### MATERIAL TO PROCESS
PR #4218, opened 2017-11-10
Update to Simurgh.lua to allow NM to Spawn

pandorraffxi:
Updated /scripts/zones/Rolanberry_Fields/mobs/Simurgh.lua

Changed line 38 from:
UpdateNMSpawnPoint(mob:getID());
To:
UpdateNMSpawnPoint(Simurgh));

Signed-off-by: pandorraffxi <rahulabon@hotmail.com>

### DIFF
--- a/scripts/zones/Rolanberry_Fields/mobs/Simurgh.lua
+++ b/scripts/zones/Rolanberry_Fields/mobs/Simurgh.lua
@@ -35,7 +35,7 @@ end;
 function onMobDespawn(mob)
 
     -- Set Simurgh's spawnpoint and respawn time (21-24 hours)
-    UpdateNMSpawnPoint(mob:getID());
+    UpdateNMSpawnPoint(Simurgh);
     mob:setRespawnTime(math.random(75600,86400));
 
 end;


takhlaq:
this doesnt do anything besides error out preventing setting the 21-24h respawn time

Wiggo32:
You could make him 'rage' too! =)

pandorraffxi:
Ahh I see it now, should be added to MobIDs.lua instead of editing the simurgh.lua...sorry!

TeoTwawki:
no point in being in mobids even - its his own id doesnt need to pass through there

TeoTwawki:
also not seeing any spawn problem tested by setting respawn time very low.

wrenffxi:
Quick explanation on this one: Pandorra's on my server, and we have some custom code that preserves certain NM pop cooldowns through server resets.  It's not retail accurate, so I assume ya'll don't want it.  If you do, let me know.  Anyway, we broke, and later fixed, our code recently.  Pandorra didn't realize it was our issue rather than DSP's.  AFAIK your Simurgh works as expected.

TeoTwawki:
Ah ok. I did something similar for another servers ground kings.

PR #4220, opened 2017-11-11
more msgBasic cleanup

wrenffxi:
This should be all the remaining hard-coded numeric message ids.  Except for a couple in bcnm.lua, which I'm not touching at the moment.


TeoTwawki:
❤️

PR #4222, opened 2017-11-11
All SetRespawnTime() calls changed to :setRespawnTime() binding calls

wrenffxi:
Can now remove the redundant SetRespawnTime() function in zone.lua


teschnei:
If SetRespawnTime global binding is totally unused now, can you also remove
it?

I'd like to remove all of the global calls that just work on an ID with
Getmob this (if needed) and an entity function binding eventually

scripts/globals/zone.lua
```diff
@@ -89,19 +89,3 @@ function SetExplorerMoogles(moogle)
         end
     end
 end;
-
------------------------------------
--- SetRespawnTime
-----------------------------------
-
-function SetRespawnTime(id, minTime, maxTime)
-    -- This function is redundant should place the mob:setRespawnTime() and UpdateNMSpawnPoint back in the individual zones.
```
TeoTwawki: ❤️

wrenffxi:
The removal of global binding is included in the PR.  Also, resolved the merge conflicts.

teschnei:
Oh, it's just a global function, not a binding (was looking for a cpp
change). That's all good then

PR #4230, opened 2017-11-14
Version update November2017

dragonarmor:
I am new to this so don't flame me if I did the pull wrong. Thanks
Npc shifts
Lua script updates
TextID's
Version Info


sql/npc_list.sql
```diff
@@ -1346,49 +1346,49 @@ INSERT INTO `npc_list` VALUES (16859197,'2','     ',0,-80.000,-1.000,-40.000,7,4
...
-INSERT INTO `npc_list` VALUES (16859470,'qm1','???',0,280.001,-2.328,280.000,32774,40,40,0,0,0,0,3,0x0000340000000000000000000000000000000000,0,'COP',0);
+INSERT INTO `npc_list` VALUES (16859465,'_0kc','kiokudama_a',0,300.000,-2.500,-220.000,1,40,40,9,0,0,0,3,0x0200000000000000000000000000000000000000,0,'COP',0);
+INSERT INTO `npc_list` VALUES (16859466,'_0kd','kiokudama_b',0,-260.000,-2.500,-180.000,1,40,40,9,0,0,0,3,0x0200000000000000000000000000000000000000,0,'COP',0);
+INSERT INTO `npc_list` VALUES (16859467,'kiokudama_a','kiokudama_c',0,299.920,-0.044,179.982,32769,40,40,0,0,0,0,2051,0x0000340000000000000000000000000000000000,0,'COP',1);
+INSERT INTO `npc_list` VALUES (16859468,'kiokudama_b','???',0,340.261,-0.053,-220.029,32769,40,40,0,0,0,0,2051,0x0000340000000000000000000000000000000000,0,'COP',1);
+INSERT INTO `npc_list` VALUES (16859469,'kiokudama_c','',0,-299.906,-0.045,-180.055,32769,40,40,0,0,0,0,2051,0x0000340000000000000000000000000000000000,0,'COP',1);
+INSERT INTO `npc_list` VALUES (16859470,'qm1','Moogle',0,280.001,-2.328,280.000,32774,40,40,0,0,0,0,3,0x0000340000000000000000000000000000000000,0,'COP',0);
```
TeoTwawki: this is not sync'd up properly

some manual review is required even with the auto tools

sql/npc_list.sql
```diff
@@ -2356,10 +2356,10 @@ INSERT INTO `npc_list` VALUES (16904392,'Goblin_Footprint','Goblin Footprint',21
 -- Sealion's Den (Zone 32)
 -- ------------------------------------------------------------
 
-INSERT INTO `npc_list` VALUES (16908370,'Tenzen','Tenzen',0,0.000,0.000,0.000,0,40,40,0,0,0,6,27,0x0000A20500000000000000000000000000000000,32,'COP',1);
-INSERT INTO `npc_list` VALUES (16908371,'Makki-Chebukki','Makki-Chebukki',0,0.000,0.000,0.000,0,40,40,0,0,0,6,27,0x0000A50500000000000000000000000000000000,32,'COP',1);
-INSERT INTO `npc_list` VALUES (16908372,'Kukki-Chebukki','Kukki-Chebukki',0,0.000,0.000,0.000,0,40,40,0,0,0,6,27,0x0000A40500000000000000000000000000000000,32,'COP',1);
-INSERT INTO `npc_list` VALUES (16908373,'Cherukiki','Cherukiki',0,0.000,0.000,0.000,0,40,40,0,0,0,6,27,0x0000A30500000000000000000000000000000000,32,'COP',1);
+INSERT INTO `npc_list` VALUES (16908358,'Tenzen','Tenzen',0,0.000,0.000,0.000,0,40,40,0,0,0,6,27,0x0000A20500000000000000000000000000000000,32,'COP',1);
```
ibm2431: Make sure when you run the tool that it's not replacing IDs with "earlier copies" of the mob with the same name in the zone. There are both "battle" and cutscene clones for these characters, and if you don't watch the tools like a hawk they'll try to replace what's supposed to be the cutscene version's ID with the ID for the battle version because the battle version is listed first in POLUtils.

You can check the current NPC list with POLUtils to see if the "old" IDs (16908370-16908373) would still be valid for those characters (names and order match up). As a general rule in such cases, unless you have reason to believe SE shifted the IDs in that zone (removing 12 NPCs in this case), the ID should remain the same despite the tool trying to tell you they "shifted".

Same thing goes for the armory crates in Remnants zones. The crate captured isn't the first in the POLUtil list, and the tool just loves to bounce it around.

dragonarmor: Ah yes thanks for that information and you are indeed correct. I will cross check polutils and correct these.

TeoTwawki:
Thanks, all looks good now so merged. if I missed anything we'll fix from here. :)

PR #5767, opened 2019-02-24
remove drawin from King Behemoth

KnowOne134:
can not find any info saying KB has a drawin effect


godmode:
It is regional. Not a standard draw in but he will draw in if you have hate and are outside of the region.

Delkathus:
He does have a draw in, i remember it vividly and it's why pld's had to kite with w.legs on retail.

TeoTwawki:
We're aware his draw in Is currently not the right type but we're leaving it until are draw in is in.

TeoTwawki:
Ahem let me amend what i just said

TeoTwawki:
We are aware _multiple_ NM ate using the wrong type of draw in, but we've been allowing it until the correct type is implemented.

KnowOne134:
Gotta. I couldnt find any info on it so thought was a mistake. Closing

PR #5769, opened 2019-02-25
Lamebus entry counted by hours instead of days.

TeoTwawki:
Also for unknown reasons the default for CoP Dyna was to let people in without meeting the requirements. I've changed that default.


zynjec:
Current retail cool down is 20 hours, if you want to change that while you're at it.

TeoTwawki:
ya know, i actually do.

image

..brb

TeoTwawki:
It is done.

### TASK PROMPT
Display each line of the data where "doesnt" occurs.

### THE ANSWER
this doesnt do anything besides error out preventing setting the 21-24h respawn time
no point in being in mobids even - its his own id doesnt need to pass through there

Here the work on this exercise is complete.